Wednesday, April 27, 2011

Goldman Sachs's Reputation No Longer Matters

It does not matter whether Goldman Sachs has a good reputation or a bad reputation, even when GS pays lip service to improving its management techniques. Steven M. Davidoff- DealBook, has interesting things to say about reputations and big companies. When a man's reputation receives a pounding because of ill-conceived actions, he is merely put in charge of another large company!

Technology has helped create ever larger institutions which have become inhumane, without compassion or pity, not concerned with the people who suffered greatly because of the actions of banks like Goldman Sachs that lead to the financial meltdown

As Wall St. Firms Grow, Their Reputations Are Dying
By Steven M. Davidoff - DealBook

Reputation is dead on Wall Street.

This is not to say that financiers and financial institutions still do not commit foolish misdeeds. Rather, so long as the authorities do not find law-breaking, the penalties are few.

The list of examples is long.

Former directors of Lehman Brothers and Bear Stearns still serve on the boards of public companies, and one, Jerry A. Grundhofer, a former director of Lehman, is on the Citigroup board. Traders responsible for disastrous mortgage bets have easily found lucrative jobs in finance.

Or take Daniel H. Mudd, who not long after being ousted as chief executive of Fannie Mae was named chief executive of the Fortress Investment Group. At Fortress, Mr. Mudd has been paid a salary and stock options worth more than $30 million in the last two years. This was despite the failure of Fannie Mae while he was at the helm, an event that wiped out almost all shareholder value and has cost the federal government more than $90 billion.

And Wall Street itself seems to be bearing little pain. Sure, the banks have been flogged in Congress and are subject to the Dodd-Frank Act, but it does not seem that their financial clients are avoiding doing business with them. This includes Goldman Sachs, which has been pilloried for ostensibly taking short positions against its own clients.

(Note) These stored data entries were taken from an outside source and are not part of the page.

PR #3704, opened 2026-04-04
docs(adr): add state management implementation plan (0008)

ghost:
Add ADR 0008 as the implementation / phased migration companion to [ADR 0004](https://github.com/jaegertracing/jaeger-ui/blob/main/docs/adr/0004-state-management-strategy.md)


yurishkuro:
the research part was valuable, you now just provide decisions / claims without backing. I suggest writing a new ADR that focuses on implementation plan and leaving this one alone as the motivation / reference.

ghost:
@yurishkuro ptal

docs/adr/0008-state-management-implementation-plan.md
```diff
@@ -0,0 +1,171 @@
...
+- **Product context** (large immutable traces, virtualization, open-source ergonomics).
+- **Alternatives considered** (Context vs Redux/RTK vs Zustand + Query) and **out-of-scope** boundaries.
+
+ADR 0008 does **not** repeat that rationale; it only lists **what to do, in what order**, and how to **roll back** or **verify** progress. If a phase conflicts with 0004, **0004 wins** until 0004 is superseded.
+
+---
+
+## TL;DR
+
+Phased migration: **Phase 0** foundations → **Phase 1** move UI slices to Zustand → **Phase 2** move server fetches to TanStack Query → **Phase 3** derived selectors → **Phase 4** remove Redux. Details below; strategic framing remains in [ADR 0004](./0004-state-management-strategy.md).
```
yurishkuro: hard to read, convert to bullet list

docs/adr/0008-state-management-implementation-plan.md
```diff
@@ -0,0 +1,171 @@
...
+**Goal**: Dependencies, shared Query defaults, typing hygiene, and a class-component path to Zustand.
+
+#### ✅ 0a. Shared TanStack Query client
+
+- Implement in `packages/jaeger-ui/src/query/app-query-client.tsx`: `createAppQueryClient()`, a singleton `QueryClient`, and `AppQueryClientProvider` wrapping the app shell from `components/App/index.tsx`. Shared defaults include `staleTime` and `retry` for queries.
+- **Follow-up (optional)**: central **query key** constants or helpers. Discovery hooks still use **inline** `queryKey` arrays in `hooks/useTraceDiscovery.ts` (`['services']`, `['spanNames', service]`); extracting them keeps new hooks consistent.
+
+#### ✅ 0b. Zustand + class bridge
+
+- Add **Zustand**; implement **`createStoreConnector`** for legacy class components that cannot use hooks.
```
yurishkuro: I would like more details here, may be a mermaid diagram of components and data movements.

docs/adr/0008-state-management-implementation-plan.md
```diff
@@ -0,0 +1,171 @@
...
+
+- Remove stale `ReduxState` fields that are not in the real `combineReducers` shape (e.g. legacy `services` slice type if absent from the store).
+
+---
+
+### Phase 1 - Zustand for client UI state (Redux still holds server data)
+
+**Goal**: Move **view / interaction** slices off Redux; keep fetches on Redux or Query until Phase 2.
+
+#### ⬜ 1a. Trace compare (`traceDiff`)
```
yurishkuro: there's very little detail here. What data specifically is moving from Redux to "store"? Just the IDs?

docs/adr/0008-state-management-implementation-plan.md
```diff
@@ -0,0 +1,171 @@
...
+- **Removed** from Redux: `traceDiff` reducer.
+- **Wiring**: `TraceDiff.tsx`, `SearchTracePage` (cohort actions + derived `diffCohort`), `TopNav` (Compare URL).
+
+#### ⬜ 1b. Archive notifier (`archive` duck)
+
+- Zustand (or colocated store) for archive UX; `TracePage` stops dispatching archive actions via Redux.
+
+#### ⬜ 1c. Trace timeline UI (`traceTimeline` duck)
+
+- Largest and most performance-sensitive slice; **split across multiple PRs** (e.g. layout/prefs vs collapse/detail vs `uiFind`-related behavior).
```
yurishkuro: needs more details

docs/adr/0008-state-management-implementation-plan.md
```diff
@@ -0,0 +1,171 @@
...
+- Rewire or replace Redux **tracking middleware** hooks that listen to timeline action types.
+
+#### ⬜ 1d. Deep Dependencies **client-only** modifiers
+
+- Move **view modifier** actions from Redux `ddg` slice into Zustand (or a dedicated small store).
```
yurishkuro: it would be good to have a section that explains how URL state is mapped to UI selections. Is there a common pattern for that?

yurishkuro (commented):
When I look at ADR-4 it has research / comparison / decision, and it has a high level migration strategy. But it does not have the final design (similar to ADR-5 with the current design).

Perhaps your ADR-8 should focus on being the representation of the current state which keeps morphing into future / desired state so that eventually it could serve as a claer architectural document of "this is how we do things". Meanwhile updates regadring migration steps should go back to ADR-4, since it already has that but the steps could be expanded with more details that you tried adding here.

ghost:
> Perhaps your ADR-8 should focus on being the representation of the current state which keeps morphing into future / desired state so that eventually it could serve as a claer architectural document of "this is how we do things". Meanwhile updates regadring migration steps should go back to ADR-4, since it already has that but the steps could be expanded with more details that you tried adding here.

Ok, I will update it.

docs/adr/0008-target-state-management-architecture.md
```diff
@@ -0,0 +1,216 @@
...
+| :--- | :--- |
+| **[ADR 0004](./0004-state-management-strategy.md)** | **Decision and migration**: why we chose Zustand + TanStack Query, alternatives considered, and the **phased migration checklist** (Phase 0–4) with rollback and testing notes. |
+| **[ADR 0005](./0005-current-state-management-architecture.md)** | **Transition snapshot**: how Redux, Query, URL, and local state interact **today** while migration is incomplete. |
+| **This ADR (0008)** | **Target architecture**: where each kind of state **should** live when migration is complete, and how data flows between layers. Update this document as the codebase catches up so it stays the canonical "how we do things" reference. |
+
+If this ADR conflicts with **0004** on strategic direction, **0004 wins** until it is superseded. Execution order and checkmarks belong in **0004 → Migration Path**, not here.
+
+---
+
+## TL;DR
```
yurishkuro, line 20: Love the table! There's just one thing that gives me pause - why have a split brain situation between Zustand state and URL state? Is this a transient migration artifact or long term state? Why not consolidate everything in the URL state, which makes shared URLs much more descriptive / usable?

ghost: let's imagine 2 types of things:
1. which span is my mouse hovering over right now? as we move our mouse across the trace timeline, this changes...say 60 times per second. If we try to save that in the URL, Will not the URL would be changing 60 times per second? browsers would crash.

2. Which of the 10,000 spans did I manually expand? A span id looks like: a3f2b1c4d5e6f7a8. If we expand 200 spans, we have to stuff 200 of those into the URL. The URL would become thousands of characters long.

yurishkuro (approved):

It was not always the case.

During the Great Depression, Goldman Sachs was caught up in a scandal involving the Goldman Sachs Trading Corporation. The taint of the scandal drove away business for more than a decade and made the firm extremely focused on reputation.

Today, both people and institutions seem to bear no penalty for their actions. They are rewarded.

Read the full article here

1 COMMENTS:

Anonymous said...

We’ve been Robbed!

We’re not broke, but the wealth grab is wrecking our economy. The rich can’t spend enough to keep the economy going. The engine that drives it is a strong middle class. The problem isn’t that we haven’t generated wealth, it’s that we’ve stopped sharing the wealth we’ve generated. If wages had kept up with productivity over the past 30 years, the median wage would be 60% higher than it is now. If income had increased at the same rate for everyone from 1979 to 2006, the average family would make about $10,000 more a year, but the top 1% would make $700,000 less.